A legalização da maconha também abriu uma nova indústria para a economia canadense.
As vendas de brotos secos cresceram de cerca de 4.405 kg em outubro de 2018 para 11.707 kg em setembro de 2019.
A indústria de maconha agora vale 8,6 bilhões dólares canadenses, ou cerca de 0,3% do PIB do país em 2018.
Virando a folha
Há indícios de melhora para o mercado em 2020, afirmam os envolvidos com o setor.
Em dezembro, o governo de Ontário anunciou que, após um início lento e instável, a província se abrirá mais para a indústria da maconha. Serão elimininados o sistema de loteria, o limite ao número de lojas e alguns requisitos de pré-qualificação.
Isso foi bem visto por quem tenta entrar no mercado.
“Estamos realmente ansiosos”, diz Ellis. Sua loja, a Friendly Stranger, vende acessórios de maconha, e ele pretende abrir até 20 revendedores licenciados no ano novo.
Produtores também poderão abrir uma loja no local, assim como algumas cervejarias vendem cerveja diretamente aos consumidores.
“Se tudo correr bem, esperamos ver um equilíbrio maior entre oferta e demanda”, diz Rubin.
Mais tipos de produtos também chegarão ao mercado em breve. O governo está legalizando itens alternativos, como comestíveis e vaporizadores. Esses produtos devem chegar logo às prateleiras.
Até agora, o Departamento de Saúde do Canadá só permitia a venda de óleo de cannabis, flores secas, sementes e plantas aos consumidores.

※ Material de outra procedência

PR #1411, opened 2024-12-22
XEP-0388: Fix failure example sequence

sonnyp:
The schema is as follow

```xml
  <xs:element name="failure">
    <xs:complexType>
      <xs:sequence>
        <xs:element name="text" type="xs:string" minOccurs="0"/>
        <xs:any namespace='##other' minOccurs='0' maxOccurs='unbounded' processContents='lax'/>
      </xs:sequence>
    </xs:complexType>
  </xs:element>
```

Which matches RFC 6120 similar stream error https://xmpp.org/rfcs/rfc6120.html#rfc.section.6.5

### DIFF
--- a/xep-0388.xml
+++ b/xep-0388.xml
@@ -27,6 +27,14 @@
   &tmolitor;
   &mwild;
   <revision>
+    <version>1.0.3</version>
+    <date>2024-12-22</date>
+    <initials>sp</initials>
+    <remark><ul>
+      <li>Fix failure example sequence.</li>
+    </ul></remark>
+  </revision>
+  <revision>
     <version>1.0.2</version>
     <date>2024-08-06</date>
     <initials>egp</initials>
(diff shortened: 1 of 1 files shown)


lnjX:
Hmm, but it looks like the XML schema of `failure` actually misses the reference to the SASL error condition element.

So the schema should actually look like this:
```xml
  <xs:element name="failure">
    <xs:complexType>
      <xs:sequence>
        <xs:choice>
          <xs:element ref="sasl:aborted"/>
          <xs:element ref="sasl:account-disabled"/>
          <xs:element ref="sasl:credentials-expired"/>
          <xs:element ref="sasl:encryption-required"/>
          <xs:element ref="sasl:incorrect-encoding"/>
          <xs:element ref="sasl:invalid-authzid"/>
          <xs:element ref="sasl:invalid-mechanism"/>
          <xs:element ref="sasl:malformed-request"/>
          <xs:element ref="sasl:mechanism-too-weak"/>
          <xs:element ref="sasl:not-authorized"/>
          <xs:element ref="sasl:temporary-auth-failure"/>
        </xs:choice>
        <xs:element ref="text" minOccurs="0" maxOccurs="1"/>
        <xs:any namespace='##other' minOccurs='0' maxOccurs='unbounded' processContents='lax'/>
      </xs:sequence>
    </xs:complexType>
  </xs:element>
```
Note that SASL error condition is a required and text and additional errors are optional.

```xml
<xs:schema xmlns:xs="http://www.w3.org/2001/XMLSchema"
           xmlns:sasl="urn:ietf:params:xml:ns:xmpp-sasl"
```
(and the reference to `sasl` is needed of course)

sonnyp:
> Council has decided that we should just fix the schema. Editor will do that.

https://github.com/xsf/xeps/commit/3728a980a025f5185b3bf668739532481133101f

PR #1413, opened 2025-01-08
XEP-0421 v0.3.0

mar-v-in:
- Adjust wording to use semi-anonymous or pseudonymous instead of anonymous
- Explicitly mention issues arising from occupant id matching across rooms
- Add example with server secret instead of room secret
- Add some pseudocode

Diff is here: https://larma.de/xeps/xep-0421-diff.html
Note that as part of not using the term anonymous anymore, I also adjusted the title to make it more descriptive.

### DIFF
--- a/xep-0421.xml
+++ b/xep-0421.xml
@@ -6,8 +6,8 @@
 <?xml-stylesheet type='text/xsl' href='xep.xsl'?>
 <xep>
 <header>
-  <title>Anonymous unique occupant identifiers for MUCs</title>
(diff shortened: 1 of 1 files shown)


mar-v-in:
This PR addresses feedback from the list. I don't think council is needed for the author to incorporate list feedback during Proposed status, but this case wasn't handled in the triage script. I created a PR to adjust the triage script to treat Proposed the same as Experimental. See #1414

PR #1423, opened 2025-01-26
XEP-0482: Add the XML Schema

linkmauve:


xep-0482.xml
```diff
@@ -204,4 +212,75 @@
...
+    <xs:documentation>
+      The protocol documented by this schema is defined in
+      XEP-0482: https://xmpp.org/extensions/xep-0482.html
+    </xs:documentation>
+  </xs:annotation>
+
+  <xs:element name='invite'>
+    <xs:complexType>
+      <xs:sequence>
+        <xs:element ref='jingle'/>
```
mar-v-in, line 234: `<jingle/>` element is meant to be optional. This would implicitly be solved by changing to `<xs:sequence><xs:choice maxOccurs='unbounded'>`.

xep-0482.xml
```diff
@@ -204,4 +212,75 @@
...
+  <xs:annotation>
+    <xs:documentation>
+      The protocol documented by this schema is defined in
+      XEP-0482: https://xmpp.org/extensions/xep-0482.html
+    </xs:documentation>
+  </xs:annotation>
+
+  <xs:element name='invite'>
+    <xs:complexType>
+      <xs:sequence>
```
mar-v-in, line 233: I think `<xs:sequence><xs:choice maxOccurs='unbounded'>` might be more appropriate here.

While currently not specified, the idea was that the order of elements inside `<invite/>` indicates the sending clients priority for each of the ways to join the call, meaning a recipient client should pick the first option it deems appropriate, when of course the receiving user might be empowered to override this.

For regular calls this is likely always first `<jingle/>` and then `<external/>`, but for an multi-party audio call it might be as complex as `<meeting type='jitsi' /><external uri='https://jitsi...' /><jingle jid='mixer@jitsi...' /><external uri='tel:...' />` ,where the first two receive individual audio streams from each participant whereas the third and fourth go through a mixer that mixes them in a single audio stream and thus are inferior.

xep-0482.xml
```diff
@@ -204,4 +212,75 @@
...
+        <xs:element ref='jingle'/>
+        <xs:element ref='external' minOccurs='0' maxOccurs='unbounded'/>
```
mar-v-in, line 235: Maybe add explicit `<xs:any namespace='##other' />` here to indicate that this is explicitly intended as an extension point.

PR #1430, opened 2025-03-28
XEP-0421: Fix typo

Fishbowler:


Fishbowler:
I suspect that neither of these labels are true for this change :)

Kev:
> I suspect that neither of these labels are true for this change :)

FWIW, the Needs Version Block one was correct - every XEP update needs a new version block, with typos/editorial fixes being the third component.

PR #1436, opened 2025-04-26
XEP-0353/JMI: Fix specification and xml schema inconsistencies

lnjX:
Currently the schema says some elements MUST contain a '&lt;reason/&gt;' from `urn:xmpp:jingle-message:0` and the examples and specification text said that some elements SHOULD contain a `&lt;reason/&gt;` element from `urn:xmpp:jingle:1`.

This does:
 * SHOULD -> MUST contain reason
 * Use reason from `urn:xmpp:jingle:1` in both XML schema and examples

- **XEP-0353/JMI: Remove redefinition of jingle reason element in schema**
- **XEP-0353/JMI: Make usage of reason element a MUST**
- **XEP-0353/JMI: Add version block for 0.7.0**


lnjX:
Ping @tmolitor-stud-tu :)

lnjX:
Ping @fippo @stpeter @tmolitor-stud-tu

and @iNPUTmice :)

lnjX:
I see. :/ However, the XML schema already had `minOccurs=1 maxOccurs=1` before, so the schema already had a MUST before. This is inconsistent, but both conditions, those from the text and those from the XML schema need to be met, or am I wrong?

If so, then a `muji` element without the `reason` element was allowed by the text but not by the XML schema, so it was not valid.
If we also change the text to `MUST`, then this does not change the behavior, an element without the `reason` element is still invalid.

However, this is maybe a bit pedantic and I can totally understand if you say this leads to confusion and making the MUST from the schema a SHOULD would be better than the current situation. :)

stpeter:
What do the existing implementations generate and expect?

lnjX:
Sorry that this took so long, did the adjustments now. :)

PR #1438, opened 2025-05-03
XEP-0272/Muji: Use <content/> element from jingle & add schema

lnjX:
- **XEP-0272/Muji: Add jingle xmlns to <content/> elements**
- **XEP-0272/Muji: Add XML schema**
- **XEP-0272/Muji: Add revision block**

### DIFF
--- a/xep-0272.xml
+++ b/xep-0272.xml
@@ -39,6 +39,17 @@
   </author>
   &larma;
   <revision>
+    <version>0.2.1</version>
+    <date>2025-05-03</date>
+    <initials>lnj</initials>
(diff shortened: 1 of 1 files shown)


lnjX:
Ping @mar-v-in :)

mar-v-in:
Sorry for the delay. Indeed a good catch that the namespace is missing. I believe existing implementations still have it correct, right?

lnjX:
Hmm, only Movim (@edhelas), Dino and QXmpp advertise Muji in their DOAP file.

PR #1439, opened 2025-06-06
XEP-0485: Fixed references to XEP identifier.

guusdk:
The original specification referenced `XEP-0XXX` as no XEP number was assigned at the time of writing. This commit updates those references to XEP-0485.


guusdk:
GitHub automation added the label 'Needs Author'. As I am the editor and this is an editorial change, I have replaced that with 'Needs Editor'.

PR #1453, opened 2025-09-03
XEP-0070: extend security section

pulkomandy:
- Explain that the transaction identifier helps mitigating prompt bombing/fatigue attacks (where an attacker sends a lot of authentication requests and the user ends up accepting the wrong one)
- Add a note about the default login prompt in web browsers, that may mislead users into using their XMPP account password as a transaction identifier

### DIFF
--- a/xep-0070.xml
+++ b/xep-0070.xml
@@ -31,6 +31,12 @@
   &dizzyd;
   &stpeter;
   <revision>
+    <version>1.0.2</version>
+    <date>2025-09-30</date>
+    <initials></initials>
+    <remark>Mention risk of users entering their XMPP password instead of a token in security considerations.</remark>
+  </revision>
+  <revision>
     <version>1.0.1</version>
     <date>2016-12-09</date>
     <initials>mp (XEP Editor: ssw)</initials>


xep-0070.xml
```diff
@@ -348,6 +348,9 @@ Content-Length: 3032
   <section2 topic='End-to-End Encryption' anchor='security-e2e'>
     <p>For added security, the XMPP Server and XMPP Client may wish to communicate using end-to-end encryption. Methods for doing so are outside the scope of this proposal.</p>
   </section2>
+  <section2 topic='Misleading password prompt' anchor='security-password'>
+    <p>The default login prompt in most web browsers will ask the user for a password where they should instead enter a transaction identifier in the case of XMPP authentication. This may lead users to accidentally enter their XMPP account password as a transation identifier. Websites using this authentication method in an user facing way SHOULD NOT use the standard web browser login dialog, and let the user enter their credentials by other means.</p>
```
pulkomandy, line 352:
```suggestion
    <p>The default login prompt in most web browsers will ask the user for a password where they should instead enter a transaction identifier in the case of XMPP authentication. This may lead users to accidentally enter their XMPP account password as a transation identifier. Websites using this authentication method in an user facing way should avoid the standard web browser login dialog, and let the user enter their credentials by other means.</p>
```

pulkomandy:
OK, removed it then.

xep-0070.xml
```diff
@@ -348,6 +348,9 @@ Content-Length: 3032
   <section2 topic='End-to-End Encryption' anchor='security-e2e'>
     <p>For added security, the XMPP Server and XMPP Client may wish to communicate using end-to-end encryption. Methods for doing so are outside the scope of this proposal.</p>
   </section2>
+  <section2 topic='Misleading password prompt' anchor='security-password'>
+    <p>The default login prompt in most web browsers will ask the user for a password where they should instead enter a transaction identifier in the case of XMPP authentication. This may lead users to accidentally enter their XMPP account password as a transation identifier. Websites using this authentication method in an user facing way should avoid the standard web browser login dialog, and let the user enter their credentials by other means.</p>
```
Fishbowler, line 352:
```suggestion
    <p>The default login prompt in most web browsers will ask the user for a password where they should instead enter a transaction identifier in the case of XMPP authentication. This may lead users to accidentally enter their XMPP account password as a transation identifier. Websites using this authentication method in a user facing way should avoid the standard web browser login dialog, and let the user enter their credentials by other means.</p>
```

Tiny and unimportant nitpick of 'a' vs 'an'.

PR #1466, opened 2025-10-03
XEP-0060: Remove ambiguity in disco#info feature usage

guusdk:
This change addresses two issues:
1. Section 10 previously defined the `http://jabber.org/protocol/pubsub#publish` feature to be REQUIRED, while section 7.1.1 defines it to be optional.
2. The value `http://jabber.org/protocol/pubsub`, which isn't registered as a feature in this document or with the XMPP Registrar, should not be primarily used in examples of this XEP. Instead, add `http://jabber.org/protocol/pubsub#subscribe` (which is a required feature), keeping `http://jabber.org/protocol/pubsub` as a recommendation for compatiblity.

These changes have been discussed in the XMPP Standards chatroom (logs: https://logs.xmpp.org/xsf/2025-10-03#2025-10-03-f173fd843da7c3ee ) and on the standards mailinglist: https://mail.jabber.org/hyperkitty/list/standards@xmpp.org/thread/R4K2OAPVBQ4IC757F2YBZDV4PPHFGRNS/

### DIFF
--- a/xep-0060.xml
+++ b/xep-0060.xml
@@ -51,6 +51,15 @@
   &stpeter;
   &ralphm;
   <revision>
+    <version>1.27.0</version>
+    <date>2025-10-03</date>
+    <initials>gdk</initials>
+    <remark>
+      <p>Removed non-normative 'http://jabber.org/protocol/pubsub' disco#info feature from examples</p>
+      <p>Resolved ambiguity around the mandatory status of the 'publish' feature by no longer defining it to be REQUIRED.</p>
+    </remark>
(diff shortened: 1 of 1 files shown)


guusdk:
Given new insights on the mailinglist (subscribe doesn't seem to be required either) I'm closing this proposal while evaluating a better solution.

guusdk:
For posterity: this has been replaced by:
- https://github.com/xsf/xeps/pull/1467
- https://github.com/xsf/xeps/pull/1468

PR #1521, opened 2026-04-01
Various fixes for `xep.ent`

guusdk:
The changes in this PR all relate to the declaration of XML entities in `xep.ent`. 

The changes relate to removing duplicate entities, and adding two new ones.

With the changing of the duplicates, minor changes to published XEPs are introduced (notably for the stoxcore entity). I am not sure if we can blindly accept these changes, without a version bump of the affected XEPs.

I do believe that there is more work that can be done, which more likely leads to a version bump of affected XEPs. I've left that out of scope for this change, and raised a new issue for that work here: https://github.com/xsf/xeps/issues/1520


stpeter (commented):
Other than updating stoxcore, everything else looks fine to me.

PR #1525, opened 2026-04-05
ProtoXEP Submission: Emoji Markup

techmetx11:
Adds custom emojis in messages, by using XEP-0394 Message Markup. This was co-authored by @snit-guckfung

### DIFF
--- a/inbox/emoji-markup.xml
+++ b/inbox/emoji-markup.xml
@@ -7,7 +7,7 @@
 <xep>
     <header>
         <title>Emoji Markup</title>
-        <abstract>This specification leverages &xep0394; and &xep0447; or &xep385; to send custom emojis</abstract>
+        <abstract>This specification leverages &xep0394; and &xep0447; (or &xep0385;) to send custom emojis</abstract>
             &LEGALNOTICE;
         <number>xxxx</number>
         <status>ProtoXEP</status>
--- a/inbox/emoji-markup.xml
+++ b/inbox/emoji-markup.xml
@@ -7,7 +7,7 @@
 <xep>
     <header>
         <title>Emoji Markup</title>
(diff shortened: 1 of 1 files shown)


mar-v-in:
- SFS `<file-sharing>` can have an `id` attribute (see example in [§4.2](https://xmpp.org/extensions/xep-0447.html#multi-file)). You can reference the file sharing by id rather than the hash (makes things easier and shorter)
- Existing SFS implementations that don't support this specification will render the original body as a message with attachment(s) (see [§4.1](https://xmpp.org/extensions/xep-0447.html#body)), which is likely not intended. We probably need a new disposition type in SFS to accommodate for this kind of use (something that has a meaning of "don't display at all, leave interpretation to other specifications").

snit-guckfung:
Yeah, originally we were going to use SFS with the 'id' attribute, but I think that got generalised to just always using the hash when we also allowed SIMS.

techmetx11:
> SFS `<file-sharing>` can have an `id` attribute (see example in [§4.2](https://xmpp.org/extensions/xep-0447.html#multi-file)). You can reference the file sharing by id rather than the hash (makes things easier and shorter)

Yes, but SIMS doesn't have the same property, so we had to use a hash of the file. We're trying to maintain compatibility with SFS/SIMS/any file sharing XEP

> * Existing SFS implementations that don't support this specification will render the original body as a message with attachment(s) (see [§4.1](https://xmpp.org/extensions/xep-0447.html#body)), which is likely not intended. We probably need a new disposition type in SFS to accommodate for this kind of use (something that has a meaning of "don't display at all, leave interpretation to other specifications").

I thought no disposition set meant the file attachment would be completely invisible to the user? Then again, there is no defined default in the SFS XEP

PR #1531, opened 2026-04-24
New MUC: Fix typo in Bassanio

Fishbowler:
Should've done this yesterday, for Shakespeare's birthday.

_This PR assumes that @dwd made a typo, rather than made a joke I didn't understand_


dwd:
Clearly my Shakespare is rusty.

dwd:
But also, this should be fixed after Council voting - movable targets for a ProtoXEP isn't fun.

Rubin espera que esses novos produtos ajudem as vendas no varejo a crescer de 30% a 40%. Espera-se que os formatos sejam um sucesso, especialmente entre pessoas que nunca experimentaram maconha.
“Haverá muitas pessoas por aí que vão querer experimentar maconha pela primeira vez em um formato que não seja fumar ou usar o vaporizador”, diz Ellis.
As novas linhas de produtos estão ajudando o setor a atrair investimentos. A Constellation Brands, que fabrica a cerveja Corona, detém uma participação de 38% na Canopy, por exemplo.
Kovacevic, presidente da Canopy, diz que lançará bebidas com THC (a substância psicoativa da maconha) no início de 2020.
Esses produtos foram projetados para ter uma dose baixa e precisa de THC, que produziria um efeito equivalente ao de uma cerveja. Eles não irão conter álcool. A empresa também começará a fabricar chocolates com THC.
“Acho que é uma ótima oportunidade”, diz ele. “Produtos como vaporizadores e produtos comestíveis são onipresentes no mercado negro, e os canadenses agora terão a oportunidade (de comprá-los) em uma loja legal.”